Abstract Background The 20 pole PentaRay Mapping Catheter is a high-definition mapping catheter with five soft, flexible spines providing better and faster acquisition. Despite its design, the catheter is not without glitches. Objective We queried the Food and Drug Administration Manufacturer and User Facility Device Experience (MAUDE) database for adverse events related to the use of the PentaRay mapping catheter. Methods The Manufacturer and User Facility Device Experience (MAUDE) database was searched for reports received between October 1, 2019, to October 31, 2021, to capture all adverse events associated with PentaRay mapping catheter using the term “PentaRay” in the “brand name” section. The adverse events were adjudicated to various categories based on the review of the event description for each medical device report (MDR).
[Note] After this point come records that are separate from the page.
PR #1811, opened 2026-01-27
bench: Update help functions in bench and bench_internal

kevkevinpal:
### Motivation
This change is motivated by https://github.com/bitcoin-core/secp256k1/pull/1793#pullrequestreview-3644885897

> While aligning implementation across all benchmarks, argv could be passed to the help() in bench.c and bench_internal.c.

### Description

In the `bench` and `bench_internal` `help` functions `argv` was not being passed. In this change, we pass in argv and use it in the help text.

### DIFF
--- a/src/bench.c
+++ b/src/bench.c
@@ -12,7 +12,7 @@
 #include "util.h"
 #include "bench.h"
 
-static void help(int default_iters) {
+static void help(const char *executable_path, int default_iters) {
     printf("Benchmarks the following algorithms:\n");
     printf("    - ECDSA signing/verification\n");
 
@@ -36,7 +36,7 @@ static void help(int default_iters) {
     printf("The default number of iterations for each benchmark is %d. This can be\n", default_iters);
     printf("customized using the SECP256K1_BENCH_ITERS environment variable.\n");
     printf("\n");
-    printf("Usage: ./bench [args]\n");
+    printf("Usage: %s [args]\n", executable_path);
     printf("By default, all benchmarks will be run.\n");
     printf("args:\n");
     printf("    help              : display this help and exit\n");
@@ -189,7 +189,7 @@ int main(int argc, char** argv) {
     int default_iters = 20000;
     int iters = get_iters(default_iters);
     if (iters == 0) {
-        help(default_iters);
+        help(argv[0], default_iters);
         return EXIT_FAILURE;
     }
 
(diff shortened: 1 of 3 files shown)


src/bench.c
```diff
@@ -12,7 +12,7 @@
 #include "util.h"
 #include "bench.h"
 
-static void help(int default_iters) {
+static void help(char **argv, int default_iters) {
```
real-or-random: nit: I know this uses only `argv[0]`, but still, this interface seems a bit cursed because you can't really use `argv` without `argc`.  Either you pass both `argc` and `argv` (like in `have_flag`), or you simply only `argv[0]`.

kevkevinpal: Thanks for the suggestion

I went ahead and did that in [5fb24a3](https://github.com/bitcoin-core/secp256k1/pull/1811/commits/5fb24a3e26ffc31dd06d87802a188cc65b22dd98)

This modifies the `help()` functions in `bench.c`, `bench_ecmult.c` and `bench_internal.c`

real-or-random: Thanks for the update. Now that I see this variant, I tend to think that the variant where only `argv[0]` is passed to `help()` is less cluttered. I mean all of these `help` functions only need `argv[0]` (and I see no reason why they should require the remaining args in the future).  Sorry for being specific only now...

Also, can you squash after you make this change?

kevkevinpal: No problem and sorry about that, I've updated and squashed in [e1598c7](https://github.com/bitcoin-core/secp256k1/pull/1811/commits/e1598c7ff2ec0ed938c62da96e5aa4a666dd129c)

Now we just have a `const char *executable_path` that we use. Let me know if that looks good!

Thanks for the review!

real-or-random:
cc @hebasto

src/bench.c
```diff
@@ -36,7 +36,7 @@ static void help(int default_iters) {
     printf("The default number of iterations for each benchmark is %d. This can be\n", default_iters);
     printf("customized using the SECP256K1_BENCH_ITERS environment variable.\n");
     printf("\n");
-    printf("Usage: ./bench [args]\n");
+    printf("Usage: %s <help|ecdsa|ecdsa_sign|ecdsa_verify|ec|ec_keygen>\n", executable_path);
```
hebasto: With optional modules enabled, the list of arguments becomes inconsistent with the descriptions below, which creates confusion. I think we should leave "[args]" as a placeholder accompanied by the explanatory list. Regardless of the approach, the help output should be consistent across all benchmark binaries.

kevkevinpal: Thanks for the review, that is a fair point. I've updated the 3 benches to use `[args]` instead in [c49c9be](https://github.com/bitcoin-core/secp256k1/pull/1811/commits/c49c9be5045cfade519446d6fd707b2c36e18387)

real-or-random (approved):
ACK c49c9be5045cfade519446d6fd707b2c36e18387

PR #1820, opened 2026-02-05
test: deduplicate scalar and field constants for n-1 and p-1

therohityadav:
Following up on feedback from #1819, this PR deduplicates the hardcoded constants for the group order minus one (n-1) and the field prime minus one (p-1) within `src/tests.c`.

### Changes:
* Defined `scalar_n_m1` and `fe_p_m1` as global static constants at the top of the file.
* Replaced all hardcoded hex occurrences of these values in:
  * `test_scalar_check_overflow`
  * `run_scalar_tests` (HALF_TESTS)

Results A total of 159 events were reported in 148 MDRs during the study period. The most common device related issues were: damaged splines 18.2% (n=29), device entrapment 17% (n=27), thrombus on device 15.1% (n=24), foreign material on splines 8.8% (n=14), sensor error 3.8% (n=6). Of the patient related events, 13.8% (n=22) were pericardial effusion, 5% (n=8) cardiac arrest, 1.2% (n=2) coronary vasospasm/STEMI, 0.6% (n=1) heart block, 0.6% (n=1) air embolism, 0.6% (n=1) tear in pulmonary veins. These events lead to procedure abortion 27.7% (n=44) and procedural delay 11.3% (n=18). Conclusion Several issues have been reported with the PentaRay mapping catheter leading to to procedure abortion, delay and patients related adverse events. Understanding and troubleshooting may help improve patient outcomes. Funding Acknowledgement Type of funding sources: None.